Monument in the Punjab, India

Hussainiwala National Martyrs Memorial (हुसैनीवाला राष्ट्रीय शहीदी स्मारक, पंजाब, भारत) in memory of the Indian freedom fighters Bhagat Singh, Sukhdev Thapar and Shivaram Rajguru, is at Hussainiwala village, near Firozpur city in Firozpur district of the Punjab, India. A daily flag lowering ceremony, similar to the Wagah-Attari border ceremony is also held here jointly by the Indian and Pakistani armed forces.

== Martyrs Memorial ==
The memorial marks the location on the banks of the Sutlej river where Bhagat Singh, Sukhdev, and Rajguru were cremated on 23 March 1931. After they were hanged in the Lahore Central Jail, the back wall was broken by the jail authorities, and their bodies were secretly brought to this memorial and cremated without any ceremony.
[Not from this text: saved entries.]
PR #3405, opened 2022-04-26
Disable Detekt rules on Docs Module

JcMinarro:
### 🎯 Goal
Disable Detekt rules on Docs Module


bychkovdmitry (approved):
LGTM, `./gradlew detektBaseline` no longer dumps warning for the module.

PR #3464, opened 2022-05-04
Api request analyser

leandroBorgesFerreira:
### 🎯 Goal

Propose a plugin to allow users to debug our SDK using `MessageListView`. Only one request was added at the moment because this is a proposal that should be discussed by the team, so this code only illustrates the concept.

### 🛠 Implementation details

Added `ApiRequestsAnalyser` that registers the calls and can be used to bump the requests providing information about when the API was called and with parameters we used. 

### 🧪 Testing

Use the command `request_dump`

### 🎉 GIF

giphy (1)
_dump_


stream-chat-android-client/src/main/java/io/getstream/chat/android/client/ChatClient.kt
```diff
@@ -2368,6 +2376,10 @@ internal constructor(
             userCredentialStorage = credentialStorage
         }
 
+        public fun withApiRequestAnalyser(apiRequestsAnalyser: ApiRequestsAnalyser): Builder = apply {
```
skydoves, line 2379: What do you think about adding a parameter to check if this only works in Debug mode like below?

```kotlin
public fun withApiRequestAnalyser(apiRequestsAnalyser: ApiRequestsAnalyser, debugOnly: Boolean = true): Builder = apply {
     if (debugOnly && BuildConfig.DEBUG) {
         this.apiRequestsAnalyser = apiRequestsAnalyser
     }
}
```

We need to prevent being enabled this option by mistake and clients don't need to split up their initialization codes to check whether it is a debug mode.

stream-chat-android-client/src/main/java/io/getstream/chat/android/client/plugins/requests/ApiRequestsDumper.kt
```diff
@@ -0,0 +1,74 @@
...
+import java.util.Date
+import java.util.Locale
+
+private const val NOT_FOUND = "not found"
+
+internal class ApiRequestsDumper(
+    private val dateFormat: DateFormat = SimpleDateFormat("HH:mm:ss.SSS", Locale.getDefault())
+) : ApiRequestsAnalyser {
+
+    private val requestsDataMap: MutableMap<String, MutableList<RequestData>> = mutableMapOf()
```
skydoves, line 14: What about adding a `clearDataCacheByName` or `clearAllDataCache` interface/method for the `ApiRequestsAnalyser`? The message cache can be huge and that makes it difficult to track specific requests.

stream-chat-android-ui-components-sample/src/main/kotlin/io/getstream/chat/ui/sample/application/App.kt
```diff
@@ -37,7 +37,7 @@ class App : Application() {
         super.onCreate()
         chatInitializer.init(getApiKey())
         instance = this
-        DebugMetricsHelper.init()
+        // DebugMetricsHelper.init()
```
skydoves, line 40: Out of curiosity, why do we need to remove this?

stream-chat-android-ui-components/src/main/kotlin/io/getstream/chat/android/ui/message/input/MessageInputView.kt
```diff
@@ -286,10 +286,19 @@ public class MessageInputView : ConstraintLayout {
     }
 
     public fun setCommands(commands: List<Command>) {
-        suggestionListController?.commands = commands
+        suggestionListController?.commands = commands + requestDump()
```
skydoves, line 289: Perhaps we need to check if the `apiRequestsAnalyser` was registered?

skydoves (commented):
I left several comments :)
BTW, This analyzer looks really helpful to log requests.

stream-chat-android-client/src/main/java/io/getstream/chat/android/client/ChatClient.kt
```diff
@@ -177,6 +178,7 @@ internal constructor(
     internal val retryPolicy: RetryPolicy,
     private val initializationCoordinator: InitializationCoordinator = InitializationCoordinator.getOrCreate(),
     private val appSettingsManager: AppSettingManager,
+    public val apiRequestsAnalyser: ApiRequestsAnalyser?
```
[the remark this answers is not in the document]
leandroBorgesFerreira: I preferred to delete it in the end. Let's not add this to the constructor o ChatClient. As this is a debug tool, users can use its Factories static method

stream-chat-android-ui-components/src/main/kotlin/io/getstream/chat/android/ui/message/input/MessageInputView.kt
leandroBorgesFerreira: This got out dated

stream-chat-android-ui-components-sample/src/main/kotlin/io/getstream/chat/ui/sample/application/App.kt
leandroBorgesFerreira: Ops, my mistake 🤦

stream-chat-android-client/src/main/java/io/getstream/chat/android/client/ChatClient.kt
```diff
@@ -2336,6 +2339,19 @@ internal constructor(
             userCredentialStorage = credentialStorage
         }
 
+        public fun withApiRequestAnalyser(
```
skydoves, line 2342: It seems to missed KDocs here. Also, It would be great if we could add @JvmOverloads. 😄

stream-chat-android-client/src/main/java/io/getstream/chat/android/client/ChatClient.kt
```diff
@@ -2336,6 +2339,19 @@ internal constructor(
...
+            apiRequestsAnalyser: ApiRequestsAnalyser,
+            debugOnly: Boolean = true,
+        ): Builder = apply {
+            if (debugOnly && BuildConfig.DEBUG) {
+                this.apiRequestsAnalyser = apiRequestsAnalyser
+            }
+        }
+
+        public fun debugRequests(shouldDebug: Boolean): Builder = apply {
```
skydoves, line 2351: Same here, KDocs are missing.

stream-chat-android-client/src/main/java/io/getstream/chat/android/client/plugins/requests/ApiRequestsAnalyser.kt
```diff
@@ -0,0 +1,42 @@
...
+ * Unless required by applicable law or agreed to in writing, software
+ * distributed under the License is distributed on an "AS IS" BASIS,
+ * WITHOUT WARRANTIES OR CONDITIONS OF ANY KIND, either express or implied.
+ * See the License for the specific language governing permissions and
+ * limitations under the License.
+ */
+
+package io.getstream.chat.android.client.plugins.requests
+
+public interface ApiRequestsAnalyser {
```
skydoves, line 19: It seems to missed KDocs here.

skydoves (commented):
New changes look good! I left some minor comments.

stream-chat-android-client/src/main/java/io/getstream/chat/android/client/ChatClient.kt
leandroBorgesFerreira: I deleted this method. The `debugRequests` is enough.

skydoves (approved):
Looks good to me! 🙌

stream-chat-android-client/src/main/java/io/getstream/chat/android/client/api/ChatClientConfig.kt
```diff
@@ -18,13 +18,15 @@ package io.getstream.chat.android.client.api
...
 
+@Suppress("LongParameterList")
 public class ChatClientConfig(
     public val apiKey: String,
     public var httpUrl: String,
     public var cdnHttpUrl: String,
     public var wssUrl: String,
     public val warmUp: Boolean,
     public val loggerConfig: ChatLogger.Config,
+    public val debugRequests: Boolean
```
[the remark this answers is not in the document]
kanat: So would be nice to add `debugRequests` param to that KDoc as well

kanat:
Hey @leandroBorgesFerreira ,

I wonder if you want to add some description about this flag to Docusarus :)

kanat (approved):
LGTM

stream-chat-android-ui-components-sample/src/main/kotlin/io/getstream/chat/ui/sample/feature/home/HomeFragment.kt
```diff
@@ -79,13 +82,27 @@ class HomeFragment : Fragment() {
...
             setOnActionButtonClickListener {
                 navigateSafely(R.id.action_homeFragment_to_addChannelFragment)
             }
             setOnUserAvatarClickListener {
                 binding.drawerLayout.openDrawer(GravityCompat.START)
             }
             if (BuildConfig.DEBUG) {
+                setOnTitleClickListener {
+                    if (ApiRequestsAnalyser.isInitialized()) {
+                        Log.d("ApiRequestsAnalyser", ApiRequestsAnalyser.get().dumpAll())
```
bychkovdmitry, line 95: I would add a toast here as well

bychkovdmitry (approved):
LGTM from the UI side

PR #3466, opened 2022-05-05
[3364] Get rid of InitConnectionListener usage in ChatClient

kanat:
### 🎯 Goal

`InitConnectionListener` has been converted into an `internal` interface which makes its usage in `ChatClient` useless.

The goal is to get rid of it from `ChatClient`.

### 🧪 Testing

Run 
- offline/online swiches
- logout & login within the same sessions

Make sure ChatClinet reconnects successfully.

#### General

#### Code & documentation

### ☑️Reviewer Checklist

### 🎉 GIF


stream-chat-android-client/src/main/java/io/getstream/chat/android/client/ChatClient.kt
```diff
@@ -467,50 +440,58 @@ internal constructor(
...
     }
 
-    private fun setGuestUser(userId: String, username: String, listener: InitConnectionListener? = null) {
-        getGuestToken(userId, username).enqueue { result ->
+    @CheckResult
+    public fun connectGuestUser(userId: String, username: String): Call<ConnectionData> {
+        return CoroutineCall(scope) {
+            logger.logD("[connectGuestUser] userId: '$userId', username: '$username'")
+            val result = getGuestToken(userId, username).await()
             if (result.isSuccess) {
```
leandroBorgesFerreira, line 480: You can use mapSuspend to avoid the if/else. 

```
getGuestToken(userId, username).await()
                .mapSuspend { guestUser ->
                    setUser(guestUser.user, ConstantTokenProvider(guestUser.token))
                }
                .data()
                .also { finalResult ->
                    logger.logV(
                        "[connectAnonymousUser] completed: ${
                            finalResult.stringify { "ConnectionData(connectionId=${it.connectionId})" }
                        }"
                    )
                }
```

Not mandatory, do if you see an improvement.

stream-chat-android-client/src/main/java/io/getstream/chat/android/client/ChatClient.kt
```diff
@@ -325,49 +289,49 @@ internal constructor(
...
                 userState.user.id == user.id &&
                 socketStateService.state == SocketState.Idle -> {
+                logger.logV("[setUser] user is Set & socket.state is Idle")
                 userStateService.onUserUpdated(user)
                 tokenManager.setTokenProvider(cacheableTokenProvider)
-                connectionListener = listener
                 socketStateService.onConnectionRequested()
                 socket.connect(user)
                 initializationCoordinator.userConnected(user)
+                waitConnection.first()
```
leandroBorgesFerreira, line 316: Can we guarantee that this value will always the non null?

kanat: This contract comes from the deleted `InitConnectionListener `:
```kotlin
internal open class InitConnectionListener {

     open fun onSuccess(data: ConnectionData) {
     }

     open fun onError(error: ChatError) {
     }

     data class ConnectionData(val user: User, val connectionId: String)
}
```

So that's why `waitConnection` do not accept null values:
```kotlin
private val waitConnection = MutableSharedFlow<Result<ConnectionData>>()
```

JcMinarro (commented):
Look Great!!!
Do you think we can add any test on this part to verify we don't break this critical path?

kanat:
> Look Great!!!
> Do you think we can add any test on this part to verify we don't break this critical path?

I've been relying on existing UT, cause this change does not introduce any new logic, however, I've added `ConnectUsersTest` in addition.

Issue #3542, opened 2022-05-18
BiDirectional infinite scroll from MessageListView


leandroBorgesFerreira:

leandroBorgesFerreira:
When the messages in MessageListView become non-linear (example: Searching for a message) the view should start to fetch messages when scrolling bottom, not only top, until it becomes linear again.

PR #3615, opened 2022-05-27
Infinite scroll to bottom

leandroBorgesFerreira:
issue: https://github.com/GetStream/stream-chat-android/issues/3542

### 🎯 Goal

Adding requests for new messages at the bottom when there's a gap in `MessageListView`.

### 🛠 Implementation details

- Added flag to notify that when a request can start a gap in the message list. This can happen, for example, when a search happens. 
- Not allowing to request many times for new messages at the bottom. Otherwise, the request would happen twice and a merge would happen with the same request. 
- ChannelLogic helps the messages at the bottom of the gap. When an overlap happens, the gap is considered closed. 

### 🎨 UI Changes

<table>
<thead>
<tr>
<th>Before</th>
<th>After</th>
</tr>
</thead>
<tbody>
<tr>
<td>
<video src="https://user-images.githubusercontent.com/10619102/170691725-93b5e2af-fda7-4fcd-8721-f88a7ae8c802.mov" controls="controls" muted="muted" />
</td>
<td>
<video src="https://user-images.githubusercontent.com/10619102/170691044-25689360-8ed4-4523-b106-305aa8e3279d.mov" controls="controls" muted="muted" />
</td>
</tr>
</tbody>
</table>

### 🧪 Testing

Search a message and scroll bottom. I used "secret message" in my account =P.

#### General

#### Code & documentation
- [ ] Affected documentation updated (KDocs, docusaurus, tutorial). Todo?

### ☑️Reviewer Checklist

### 🎉 GIF


leandroBorgesFerreira:
The PR is not considering messages coming from the database, which makes insistencies when evaluating the gap. There's still more to be done

stream-chat-android-offline/src/main/java/io/getstream/chat/android/offline/plugin/logic/channel/internal/MessagesGapInfo.kt
```diff
@@ -0,0 +1,22 @@
...
+ * See the License for the specific language governing permissions and
+ * limitations under the License.
+ */
+
+package io.getstream.chat.android.offline.plugin.logic.channel.internal
+
+public data class MessagesGapInfo(
+    val messagesAboveGap: List<Long>,
+    val messagesBellowGap: List<Long>
+)
```
kanat, line 22: What do those parameters mean in the historical axis?
Does `Above` imply either `older` or `newer` messages (same for `Below`)?

kanat:
Hey @leandroBorgesFerreira,

Do we have any ticket for this PR?

stream-chat-android-client/src/main/java/io/getstream/chat/android/client/api/models/ChannelRequest.kt
```diff
@@ -22,6 +22,7 @@ internal interface ChannelRequest<T : ChannelRequest<T>> {
     var state: Boolean
     var watch: Boolean
     var presence: Boolean
+    var canCreateGap: Boolean
```
kanat, line 25: Can we add a KDoc here?
It's hard to grasp what this property is for.

stream-chat-android-offline/src/main/java/io/getstream/chat/android/offline/plugin/logic/channel/internal/ChannelLogic.kt
```diff
@@ -124,6 +124,13 @@ internal class ChannelLogic(
     private val attachmentUrlValidator: AttachmentUrlValidator = AttachmentUrlValidator(),
 ) : QueryChannelListener {
 
+    private val messageIdsBellowGap = mutableListOf<Long>()
+    private val messageIdsAboveGap = mutableListOf<Long>()
```
kanat, line 128: Can we rename it in respect of the historical axis?

kanat:
I'm still able to see GAPs in history.
Message to search: `Secret message`
Tested channel: `Skinny Secret`
Date where GAP appeared: `April 27-28`

| Here is the screenshot from `InifiteScrollBranch` (found the message and was scrolling down to the newer messages) | Here is the screenshot from `AppTester` build `1.4111.0.e61d4f3` (opened channel and was scrolling up to older messages) |
| --- | --- |
| InfiniteScrollToBottom | AppTester_1_4111_0_e61d4f3 |

leandroBorgesFerreira:
Hi Kanat. The logic has a window to trigger the request for new messages. It works like this to a avoid requesting too many messages in a row if the user scrolls all the way down at once. So you can still create a gap, if the scrolling happens too fast... That was probably your case. 

I'm working in a second PR that makes MessageListView aware of gaps scroll both up and down, which should fix this problem. But I created this PR as an intermediate one, because the logic is complicated and it was taking too long to merge something. Besides there are some breaking changes that need to evaluated.

The solution is still not 100%, but I think it already improves the SDK

stream-chat-android-offline/src/main/java/io/getstream/chat/android/offline/plugin/logic/channel/internal/MessagesGapInfo.kt
leandroBorgesFerreira: above is older and bellow is newer. The problem is that older messages than the gap may be added when loading newer messages and newer messages may be added when loading older messages... At first I thought about naming then older and newer messages than gap, but in the end I thought is was more confusing than clarifying.

stream-chat-android-offline/src/main/java/io/getstream/chat/android/offline/plugin/logic/channel/internal/ChannelLogic.kt
leandroBorgesFerreira: I thought about naming then older and newer. But this got confusing. This part of the logic is very oriented by the direction and location of the messages and not so much about history. I would get confused using names related to historical axis.

stream-chat-android-offline/src/main/java/io/getstream/chat/android/offline/plugin/logic/channel/internal/MessagesGapInfo.kt
kanat: I mean the names do give me no clue if the Above is for newer or not.
It's more like a description in UI positioning like Above something.

kanat: Let's imagine we (or customers) changed the orientation of the history axis. 
And now `Above` implies newer, while `Below` - older.

leandroBorgesFerreira:
🤔  Let me check something then...

stream-chat-android-offline/src/main/java/io/getstream/chat/android/offline/plugin/logic/channel/internal/MessagesGapInfo.kt
leandroBorgesFerreira: Let's use `Forward` and `Backward` then, it still uses direction.

stream-chat-android-ui-components/src/main/kotlin/io/getstream/chat/android/ui/message/list/MessageListView.kt
```diff
@@ -624,6 +647,38 @@ public class MessageListView : ConstraintLayout {
         }
     }
 
+    public fun gapInMessage(hasGap: Boolean, gapInfo: MessagesGapInfo?) {
```
TGazica, line 650: Please add documentation for the function.

stream-chat-android-ui-common/src/main/kotlin/com/getstream/sdk/chat/view/EndlessMessageListScrollListener.kt
```diff
@@ -59,20 +71,61 @@ public class EndlessMessageListScrollListener(
...
+            }
+
+            dy < 0 -> {
+                handleScrollUp(layoutManager, recyclerView)
+            }
+        }
+    }
+
+    private fun canRequestNow(): Boolean {
+        return (Date().time - lastRequest > bottomRequestTriggerDelay)
```
TGazica, line 94: shouldn't the check be if loading is in progress return false, otherwise true, why are we using a delay?

stream-chat-android-offline/src/main/java/io/getstream/chat/android/offline/plugin/logic/channel/internal/ChannelLogic.kt
```diff
@@ -246,10 +327,19 @@ internal class ChannelLogic(
...
+        canCreateGap: Boolean,
+    ): Result<Channel> {
+        return runChannelQuery(
+            olderWatchChannelRequest(limit = messageLimit, baseMessageId = baseMessageId).apply {
+                this.canCreateGap = canCreateGap
+            }
+        )
     }
 
+    // Colocar se as mensagens são mais novas ou mais velhas
```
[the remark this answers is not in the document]
leandroBorgesFerreira: ops, I need to delete that 🤦

leandroBorgesFerreira:
Closed in favor of: https://github.com/GetStream/stream-chat-android/pull/3654

Issue #3571, opened 2022-05-23
Improve logs for QuerySort and its usage


leandroBorgesFerreira:
We should improve the logs for our sorting logic then it will be easier to debug problems when the sort doesn't happen as expected

PR #3624, opened 2022-05-30
Query sort by map

leandroBorgesFerreira:
Related ticket: https://github.com/GetStream/stream-chat-android/issues/3571

### 🎯 Goal

Provide a solution for sorting without using reflection as there are performance and reliability problems with it. 

### 🛠 Implementation details

- Making QuerySort as an interface so users can choose between `QuerySortByReflection` or `QuerySortByMap`. 
- Adding `QuerySortByMap` as a implementation for QuerySort. Using the sorter a user can only sort fields that implement the interface `QueryableByMap` and the class must provide a way to access its `Comparable<*>` fields as a map. This way there's no need to use reflection. There's a good performance gain because the order of complexity to get a property goes from O(N) to O(1) where N is the number of properties that a class being sorted has.

**Note: This PR creates breaking changes!**

### 🧪 Testing

Check the sorting of the SDK with and without internet. 

#### General

#### Code & documentation

### ☑️Reviewer Checklist

### 🎉 GIF


docusaurus/docs/Android/02-client/06-guides/08-optimizations.mdx
```diff
@@ -22,3 +22,11 @@ Call<T>.forceNewRequest(): Call<T>
...
 
 
+## QuerySorter
+To sort your object and present then in a desired order, tt is possible to choose between 2 implementations of QuerySorter: `QuerySort` and `QuerySortByMap`. 
+
+`QuerySort` uses reflection to find the fields that should be used to compare when sorting. This avoids the need for extra implementation to make a class able to be sorted. 
+
+The drawback is that reflection is an expensive operation and this implementation will have a lower performance compared to `QuerySortByMap`.
+
+On the other hand, `QuerySortByMap` needs the class to be sorted to extend from `QueryableByMap` and provide the fields to be used in the comparation in a map. This implementation doesn't use reflection, so it will run faster.
```
adasiewiczr, line 32:
```suggestion
You can also choose to not use reflection and gain performance by using `QuerySortByMap` instead but this requires some extra work. Your custom class needs to implement the `QueryableByMap` interface and provide the names of the fields used to sort the list.
```

adasiewiczr: Let's also add something like this below:
```
:::note
Models included in the SDK already implement the `QueryableByMap` interface and include all the fields together with `extraData`!
:::
```

adasiewiczr: Can we also add an example of how to implement it? Maybe we can copy Channel, Message or any other model?

docusaurus/docs/Android/02-client/06-guides/08-optimizations.mdx
```diff
@@ -22,3 +22,11 @@ Call<T>.forceNewRequest(): Call<T>
 The returned `Call` will be forced to make a new request to API. 
 
 
+## QuerySorter
+To sort your object and present then in a desired order, tt is possible to choose between 2 implementations of QuerySorter: `QuerySort` and `QuerySortByMap`.
```
adasiewiczr, line 26:
```suggestion
You can choose between two QuerySorter implementations: (`QuerySort` and `QuerySortByMap`) to sort and present a list of objects (for example Channels) in the desired order.
```

CHANGELOG.md
```diff
@@ -34,7 +34,7 @@
 - Added `EventHandlerSequential` to support a sequential event processing. [3604](https://github.com/GetStream/stream-chat-android/pull/3604)
 
 ### ⚠️ Changed
-
+- 🚨 Breaking change: QuerySort is now an interface and the user can choose between implementations that use reflection or not. [3624](https://github.com/GetStream/stream-chat-android/pull/3624)
```
adasiewiczr, line 37: We should update this part

docusaurus/docs/Android/02-client/06-guides/08-optimizations.mdx
adasiewiczr: We should also add a note which one is default below this sentence!

adasiewiczr (commented):
Looks great overall. I added some comments and I spotted most of the things don't have any KDocs. Can we add them? Can we also resolve conflicts? @amitkma @kanat @bychkovdmitry @MarinTolic  can you please do additional reviews? It's quite a change

kanat (commented):
Hey @leandroBorgesFerreira ,

I like the idea of getting rid of reflection.

However, I wouldn't say the `ByMap` approach converts `O(N)` into `O(1)`, cause each `customObject` has a finite number of properties, which in approximation can be treated as a constant. I mean the number of the defined properties in those classes does not depend on any input factor of N. The only property which can be increased is `customObject.extraData`, but as long as the `extraData` is behind the `Map` implementation it also has `O(1)`.

Probably the biggest concern I've got about `ByMap` implementation is the memory usage. It can be seen that each `compare` call produces 2 map instances (for each object to compare). See the picture below
Screenshot 2022-06-02 at 15 15 45


I created another implementation named `QuerySortByField`, which is not using a reflection (more readable & less side-effects) and it is still memory friendly.
PR is here: https://github.com/GetStream/stream-chat-android/pull/3632

leandroBorgesFerreira:
Kanat, I meant that we used to use a search for fields before, instead of a accessing the fields without any search. Example: 
A class with 10 fields would need a search of 10 fields in the worse case scenario, when the approach using `when` or `map` finds the field with only 1 interaction (no search is required), the more fields are added to the class (or the bigger it is), the slower the search will be... in case of the new implementation, the search with big or small classes it the same. 

That's only valid for the case when using `FieldNameSortAttribute`, because `FieldSortAttribute` doesn't search for fields, it also does only one interaction... But reflection is still slower.

stream-chat-android-client/src/main/java/io/getstream/chat/android/client/models/Message.kt
```diff
@@ -196,9 +197,13 @@ public data class Message(
...
     var threadParticipants: List<User> = emptyList(),
-) : CustomObject {
+) : CustomObject, ComparableFieldProvider {
     public companion object {
         public const val TYPE_REGULAR: String = "regular"
         public const val TYPE_EPHEMERAL: String = "ephemeral"
     }
+
+    override fun getComparableField(fieldName: String): Comparable<*>? {
+        TODO("Not yet implemented")
```
leandroBorgesFerreira, line 207: Remember: Implement this tomorrow

stream-chat-android-client/src/main/java/io/getstream/chat/android/client/api/models/querysort/QuerySortByReflection.kt
```diff
@@ -0,0 +1,178 @@
...
+import io.getstream.chat.android.client.models.CustomObject
+import io.getstream.logging.StreamLog
+import kotlin.jvm.internal.Reflection
+import kotlin.reflect.KClass
+import kotlin.reflect.KProperty1
+
+/**
+ * Sort specification for api queries. You can specify QuerySort by referencing kotlin class property or passing field
+ * name as string instance.
+ * QuerySort.asc(Channel::memberCount) and QuerySort.asc<Channel>("member_count") mean the same.
```
adasiewiczr, line 33: We should update this KDoc and missing ones to the public methods

stream-chat-android-client/src/main/java/io/getstream/chat/android/client/api/models/querysort/IQuerySort.kt
```diff
@@ -0,0 +1,32 @@
...
+ * Unless required by applicable law or agreed to in writing, software
+ * distributed under the License is distributed on an "AS IS" BASIS,
+ * WITHOUT WARRANTIES OR CONDITIONS OF ANY KIND, either express or implied.
+ * See the License for the specific language governing permissions and
+ * limitations under the License.
+ */
+
+package io.getstream.chat.android.client.api.models.querysort
+
+public interface IQuerySort<T : Any> {
```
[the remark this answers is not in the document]
adasiewiczr: Let's also add missing KDocs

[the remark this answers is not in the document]
adasiewiczr: Let's also add missing KDocs

stream-chat-android-client/src/main/java/io/getstream/chat/android/client/api/models/querysort/ComparableFieldProvider.kt
```diff
@@ -0,0 +1,22 @@
...
+ * Unless required by applicable law or agreed to in writing, software
+ * distributed under the License is distributed on an "AS IS" BASIS,
+ * WITHOUT WARRANTIES OR CONDITIONS OF ANY KIND, either express or implied.
+ * See the License for the specific language governing permissions and
+ * limitations under the License.
+ */
+
+package io.getstream.chat.android.client.api.models.querysort
+
+public interface ComparableFieldProvider {
```
adasiewiczr, line 19: Missing KDocs

stream-chat-android-client/src/main/java/io/getstream/chat/android/client/api/models/querysort/BaseQuerySort.kt
```diff
@@ -0,0 +1,71 @@
...
+ * limitations under the License.
+ */
+
+package io.getstream.chat.android.client.api.models.querysort
+
+import io.getstream.chat.android.client.api.models.querysort.internal.CompositeComparator
+import io.getstream.chat.android.client.api.models.querysort.internal.SortAttribute
+import io.getstream.chat.android.client.api.models.querysort.internal.SortSpecification
+
+public abstract class BaseQuerySort<T : Any> : IQuerySort<T> {
```
adasiewiczr, line 23: Missing KDocs

adasiewiczr, line 23: Missing KDocs

adasiewiczr (commented):
Let's add missing KDocs.

@kanat can you also review this? Did you have an agreement on performance?

stream-chat-android-client/src/main/java/io/getstream/chat/android/client/api/models/querysort/IQuerySort.kt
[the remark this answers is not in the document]
leandroBorgesFerreira: We can have it named as "QuerySorter", "QuerySort", "IQuerySort" or something else. QuerySort would have the same name for the interface and the class, so we would have 2 different `QuerySort`. I personally like `QuerySorter`... `IQuerySort` is another option to avoid that the interface and class have the same name. Which do you prefer? Both are ok to me.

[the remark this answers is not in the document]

The BSF has showcased the pistol with which Bhagat Singh killed British officer Saunders. It is also the cremation place of Batukeshwar Dutt, who died in 1965 and had also been involved in bombing the Central Legislative Assembly with Singh. His last wish was to be cremated at the same place. The mother of Bhagat Singh, Vidyawati, was also cremated there in accordance with her last wish.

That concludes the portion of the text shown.